= Landscape genomics =

Study of environmental factors and genetic adaptation

Landscape genomics is one of many strategies used to identify relationships between environmental factors and the genetic adaptation of organisms in response to these factors such as climate and soil. Landscape genomics combines aspects of landscape ecology, population genetics and landscape genetics. The latter addresses how landscape features influence the population structure and gene flow of organisms across time and space. The field of landscape genomics is distinct from landscape genetics in that it is not focused on the neutral genetic processes, but considers, in addition to neutral processes such as drift and gene flow, explicitly adaptive processes, i.e. the role of natural selection.

Population genomics utilizes outlier tests to identify genetic variation, which rely on identifying high genetic variation in populations. However, more subtle forms of genetic variation can be detected in landscape genomics. Additionally, outlier tests do not aim to, nor do they facilitate the identification of selection pressures from the local environment that caused genetic variation. Contrarily, landscape genomics aims to identify changes in the genome directly resulting from local environmental factors.

== History ==
Landscape genomics is a relatively new field, made possible by recent technological advances in genetic mapping. Genomics is the study of the genome, otherwise known as the collection of all of the genes in one organism. Landscape genetics uses technology capable of monitoring 5-20 genetic markers at a time, whereas technology has advanced so that it is now capable of mapping an entire genome, including additional types of genetic markers. Landscape genomics analyzes adaptive markers, whereas landscape genetics only analyzes neutral markers. The field of genomics began to grow in the 1970s when new technology was discovered by A.M. Maxam and W. Gilbert, and continued to advance with the widely recognized Human Genome Project. It was the application of the technology and strategies used in genomics to landscape genetics that created the field of landscape genomics.

== Methods ==
Landscape genomics makes use of several fields of study. Environmental association analysis is used to link adaptive processes and genetic markers to local environmental factors. This is often done by selecting one environmental factor, e.g. water salinity or altitude. Continuous data from this factor is then aligned with genetic polymorphisms data from an organism inhabiting the same time and place, and data analysis can then be conducted to detect potential correlations.
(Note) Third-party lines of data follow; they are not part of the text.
PR #175, opened 2018-10-09
feat(logging) : Progress reporter

Szpi:
Implementation of issue #9 
View od progress report:
new


richardwerkman:
First of all, awesome job on the progress bar! It looks really good, even better than I first imagined. Reviewing this could take a while. 

Some first remarks: 
* Using the logger to display the progress has some advantages and disadvantages. 
  * It gives nice colours which I like
  * It makes the timestamps appear on the left side which I don't like.

Maybe we could take advantage of the logger without the timestamp. I suggets creating a specific serilog logger instance for the progresbar reporter that uses a different [template](https://github.com/serilog/serilog/wiki/Formatting-Output).

* The time estimation is not acurate. When running Stryker on Stryker it predicted 4 minutes at first, while the run actually took 1m57 total (with initital build and testrun).

This probably has to do with the fact that I have 6 cores. I guess the estimation calculation doesn't take parallel testing in account? This should be improved.

* The progress bar is only visable using --log-console=info

This has to do with the first remark as well. I'm not sure if the progress bar should belong to any loglevel at all. It should just show when the user sets the reporter to be "progressbar". I'm also not sure if we can accomplish this using serilog.

* The progress bar and the ConsoleDotReporter are both on now.

It would be nice if configuring the reporters could be fixed within this PR, but I can understand if you would like to create a new issue for that, so someone else can take that of your hands.

Szpi:
> The progress bar and the ConsoleDotReporter are both on now.
I think it is better to create another story for that.

> The time estimation is not acurate. When running Stryker on Stryker it predicted 4 minutes at first, while the run actually took 1m57 total (with initital build and testrun).

Honestly I would remove time estimation, because it will never be good enough. We could divide time by threads to get more accurate result.

I can work on improvement about logging.

Mobrockers:
I agree that we should perhaps remove the time estimation, it's not really that useful and it's impossible to get right.

richardwerkman:
Removing time estimation would be fine for me. It would be a cool feature, but this can also be done as a seperate feature. I've not found any time to look at the code, maybe @Mobrockers has some time for this?

src/Stryker.Core/Stryker.Core/MutationTest/MutationTestProcess.cs
```diff
@@ -38,20 +41,34 @@ public class MutationTestProcess : IMutationTestProcess
         public MutationTestProcess(MutationTestInput mutationTestInput,
             IReporter reporter,
             IEnumerable<IMutator> mutators,
-            IMutationTestExecutor mutationTestExecutor,
-            IMutantOrchestrator orchestrator = null,
+            IMutationTestExecutor mutationTestExecutor, IMutantOrchestrator orchestrator = null,
```
Mobrockers: This should be back on it's own line

src/Stryker.Core/Stryker.Core/MutationTest/MutationTestProcess.cs
```diff
@@ -38,20 +41,34 @@ public class MutationTestProcess : IMutationTestProcess
...
 
+        private static ProgressReporter CreateProgressReporter()
+        {
+            var consoleOneLineLoggerFactory = new ConsoleOneLineLoggerFactory();
+            var progressBarReporter = new ProgressBarReporter(consoleOneLineLoggerFactory.Create());
+            var mutantsResultReporter = new MutantsResultReporter(
+                consoleOneLineLoggerFactory.Create(),
+                consoleOneLineLoggerFactory.Create(),
+                consoleOneLineLoggerFactory.Create(),
+                consoleOneLineLoggerFactory.Create());
```
Mobrockers: Could you use named params here so it is more clear why we're creating five different loggers and passing them to the same reporter?

src/Stryker.Core/Stryker.Core/MutationTest/MutationTestProcess.cs
```diff
@@ -106,20 +124,29 @@ public void Mutate()
...
 
             if (options.MaxConcurrentTestrunners <= logicalProcessorCount)
             {
                 usableProcessorCount = options.MaxConcurrentTestrunners;
             }
 
-            Parallel.ForEach(_input.ProjectInfo.ProjectContents.Mutants.Where(x => x.ResultStatus == MutantStatus.NotRun),
+            var mutantsNotRun = _input.ProjectInfo.ProjectContents.Mutants.Where(x => x.ResultStatus == MutantStatus.NotRun).ToList();
+
+            _progressReporter.ReportInitialState(mutantsNotRun.Count());
```
richardwerkman: I think the reporter should keep track of this count. It knows the total amout of mutations and gets notified on every mutant tested. 

We could add a ` _reporter.OnStartMutantTestRun(mutant);` to keep track of the number of not runned mutants, running mutants and runned mutants.

src/Stryker.Core/Stryker.Core/MutationTest/MutationTestProcess.cs
```diff
@@ -38,20 +41,34 @@ public class MutationTestProcess : IMutationTestProcess
...
             _reporter = reporter;
             _mutationTestExecutor = mutationTestExecutor;
+            _progressReporter = progressReporter ?? CreateProgressReporter();
             _orchestrator = orchestrator ?? new MutantOrchestrator(mutators);
             _compilingProcess = compilingProcess ?? new CompilingProcess(mutationTestInput, new RollbackProcess());
             _fileSystem = fileSystem ?? new FileSystem();
             _logger = ApplicationLogging.LoggerFactory.CreateLogger<MutationTestProcess>();
         }
 
+        private static ProgressReporter CreateProgressReporter()
```
richardwerkman: In my opinion this should be placed inside the reporter factory. This makes (runtime) switching between reporters more easy.

src/Stryker.Core/Stryker.Core/MutationTest/MutationTestProcess.cs
```diff
@@ -106,20 +124,29 @@ public void Mutate()
...
-            Parallel.ForEach(_input.ProjectInfo.ProjectContents.Mutants.Where(x => x.ResultStatus == MutantStatus.NotRun),
+            var mutantsNotRun = _input.ProjectInfo.ProjectContents.Mutants.Where(x => x.ResultStatus == MutantStatus.NotRun).ToList();
+
+            _progressReporter.ReportInitialState(mutantsNotRun.Count());
+
+            Parallel.ForEach(mutantsNotRun,
                 new ParallelOptions { MaxDegreeOfParallelism = usableProcessorCount },
                 mutant =>
                 {
+                    var timer = new Stopwatch();
```
richardwerkman: If we won't estimate time left, the custom progress reporter calls can be removed here. Same for the timer.

src/Stryker.Core/Stryker.Core/Reporters/Progress/ConsoleOneLineLogger.cs
```diff
@@ -0,0 +1,48 @@
...
+            _logger.LogInformation(text, args);
+        }
+
+        public void ReplaceLog(string text, params object[] args)
+        {
+            var currentCursorTop = Console.CursorTop;
+            var currentCursorLeft = Console.CursorLeft;
+
+            Console.SetCursorPosition(0, _cursorTop);
+            ClearLine();
```
richardwerkman: I think we could clear only the part till currentCursorLeft. This way not the whole line has to be cleared.

src/Stryker.Core/Stryker.Core/Reporters/Progress/ProgressReporter.cs
```diff
@@ -0,0 +1,39 @@
...
+
+namespace Stryker.Core.Reporters.Progress
+{
+    public interface IProgressReporter
+    {
+        void ReportRunTest(TimeSpan testDuration, IReadOnlyMutant mutantTestResult);
+        void ReportInitialState(int totalNumberOfTests);
+    }
+
+    public class ProgressReporter : IProgressReporter
```
richardwerkman: Why did you create a new interface for this reporter? The current IReporter interface would also work here, making switching reporters at runtime possible.

src/Stryker.Core/Stryker.Core/MutationTest/MutationTestProcess.cs
Szpi: Fixed

src/Stryker.Core/Stryker.Core/Reporters/Progress/ConsoleOneLineLogger.cs
Szpi: I think in that case we would have to keep track of the original cursorLeft position, the line that we want to clear not current one. I would keep it as it is, because I don't think it has so much impact on performance changing it would bring in additional complexity / bugs.

Issue #174, opened 2018-10-09
Line number in raport is wrong


richardwerkman:
The line numbers of mutations are displayed incorrect. They seem to be always +1. This can be confusing for users as they cannot find the right line when looking for the mutation in their code.

```
[Survived] Binary expression mutation on line 39: 'request.Limit.Value <= 0' ==> 'request.Limit.Value < 0'
```
Can be found on line 40 in the source code. I'm not sure where the wrong number comes from.

nicojs:
There are 3 hard problems in software development: cache invalidation and off-by-one errors. :trollface:

Szpi:
I can take this issue.

Szpi:
PR #176

simondel:
Closed with #176

PR #176, opened 2018-10-09
fix(bug): Wrong line number

Szpi:
// user-visible line and column counts are 1-based, but internally are 0-based.
Comment from [Location.cs](https://github.com/dotnet/roslyn/blob/master/src/Compilers/Core/Portable/Diagnostic/Location.cs) from roslyn github see GetDebuggerDisplay method. We need to increment Line by one 🥇.


richardwerkman:
Thanks for taking care of this as well! This looks fine.

simondel:
Closes #174

PR #184, opened 2018-10-12
fix(config): Simplify CLI option creation

KonH:
I noticed recurrent pattern in src/Stryker.CLI/Stryker.CLI/StrykerCLI.cs to create app options.
With proposed changes we have more readable logic of intention, less code code redundancy and get ability to change it in one place, if it required.


KonH:
Also, if anyone knows how to avoid including commits which doesn't have actual changes to PR (it flows from my fork' master branch), I would be grateful. Or I need to re-create the fork and make changes only in separated branches to get it?

simondel:
This won't be an issue because when we merge all your commits will be squashed into a single commit :)

src/Stryker.CLI/Stryker.CLI/StrykerCLI.cs
```diff
@@ -6,6 +6,19 @@
 
 namespace Stryker.CLI
 {
+    internal static class Helpers
```
richardwerkman: I don't think this has to be a static helper class. This could be a private method of the class `StrykerCLI`

richardwerkman:
I like your improvement! This will be merged when the requested change has been made.

PR #185, opened 2018-10-14
feat(linq mutators): Add Mutations for LINQ Expressions

eTomate:
It looks like the mutations for different kinds of linq queries are up and running.
I've encountered some issues in the rollback process, where I'm not entirely sure what happens there.

It looks like - somehow - in `RemoveMutantIfStatements(SyntaxTree originalTree, ICollection<Diagnostic> diagnosticInfo)` when iterating over the broken mutations, the nodeToRemove can be null. This crashed the whole process, so I've added an if clause and logging there.


src/Stryker.Core/Stryker.Core/Enumerations/LinqExpression.cs
```diff
@@ -0,0 +1,27 @@
+﻿using System;
+using System.Collections.Generic;
+using System.Text;
+
+namespace Stryker.Core.Enumerations
+{
+    /// <summary>
+    ///     Enumeration for the different kinds of linq expressions
+    /// </summary>
+    public enum LinqExpression
```
richardwerkman: Do we need a global enumeration for this? I think it's only used inside the LinqMutator. So it could be placed inside the LinqMutator file or in the same folder to keep the folder structure clean.

src/Stryker.Core/Stryker.Core/Mutators/LinqMutator.cs
```diff
@@ -0,0 +1,81 @@
...
+
+        /// <summary>
+        ///     Apply mutations to an <see cref="IdentifierNameSyntax"/>
+        /// </summary>
+        /// <param name="node"></param>
+        /// <returns></returns>
+        public override IEnumerable<Mutation> ApplyMutations(IdentifierNameSyntax node)
+        {
+            if (Enum.TryParse(node.Identifier.ValueText, out LinqExpression expression) &&
+                _kindsToMutate.TryGetValue(expression, out LinqExpression replacementExpression))
```
richardwerkman: Can this ever be false? I think this can be placed inside the ifstatement and maybe doesn't have to be a Try method?

src/Stryker.Core/Stryker.Core/StrykerRunner.cs
```diff
@@ -62,7 +62,8 @@ public void RunMutationTest(StrykerOptions options)
                             new AssignmentStatementMutator(),
                             new PrefixUnaryMutator(),
                             new PostfixUnaryMutator(),
-                            new CheckedMutator()
+                            new CheckedMutator(),
+                            new LinqMutator()
```
richardwerkman: When adding a mutator I expect the documentation to be updated. It should be included in the list of mutators on both the main readme and for the Core project readme.

richardwerkman:
Thank you for your quick contribution! It looks good but I have some remarks.

src/Stryker.Core/Stryker.Core/Compiling/RollbackProcess.cs
```diff
@@ -105,8 +106,16 @@ private SyntaxTree RemoveMutantIfStatements(SyntaxTree originalTree, ICollection
             {
                 // find the if statement in the new tree
                 var nodeToRemove = trackedTree.GetCurrentNode(brokenMutation);
-                // remove the if statement and update the tree
-                trackedTree = trackedTree.ReplaceNode(nodeToRemove, nodeToRemove.Else.Statement);
+
+                if (nodeToRemove != null)
```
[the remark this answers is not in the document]
eTomate: Possible - but I can't completely test my solution, if I don't add it. What do you say? :)

src/Stryker.Core/Stryker.Core/Enumerations/LinqExpression.cs
eTomate: I'll move it to the LinqMutator.

src/Stryker.Core/Stryker.Core/StrykerRunner.cs
eTomate: Yep - I've overlooked that part.

src/Stryker.Core/Stryker.Core/Mutators/LinqMutator.cs
eTomate: It can indeed throw an exception, whenever some NameSyntax equals to None which is no key in the enum.
I've just added the None, since I overlooked the Removal of some Linq Queries before.

eTomate:
I‘ve updated the PR - but I’m still unsure about the nullcheck - should I keep it or remove it?

src/Stryker.Core/Stryker.Core/Mutators/LinqMutator.cs
```diff
@@ -0,0 +1,118 @@
...
+            {
+                SyntaxNode replacement = SyntaxFactory.IdentifierName(replacementExpression.ToString());
+                string displayName = $"{node.Identifier.ValueText} to {replacement} mutation";
```
richardwerkman: The mutation name is a bit unclear. For example:

`[Survived] First to Last mutation on line 12: 'First' ==> 'Last'`

Maybe this could be:

`[Survived] Linq method mutation (First() to Last()) on line 12: 'First' ==> 'Last'`

richardwerkman:
@eTomate can you confirm you can now (after merging master) run stryker.net on your project without failing? It would be nice to know for sure the bug has been fixed correctly and you can run on your project as well.

eTomate:
Hey @richardwerkman - works perfectly now!

nicojs:
Awesome! Can these be documented in the handbook?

Gene sequencing is also necessary in order to identify the genetic markers that are to be studied in correlation with environmental factors.

== Applications in research ==
Landscape genomics has provided an opportunity to examine potential implications of climate change based on how organisms respond to changing temperatures and climate. In one example, researchers studied several populations of the black alder tree, and through landscape genomics found that it is highly adaptive to temperature and latitude changes. This has meaningful implications, as it can help researchers predict how the black alder will react to climate change in the future. Together with complementary research on the ecological role of the black alder, it is also possible to predict how the environment surrounding black alder populations will change.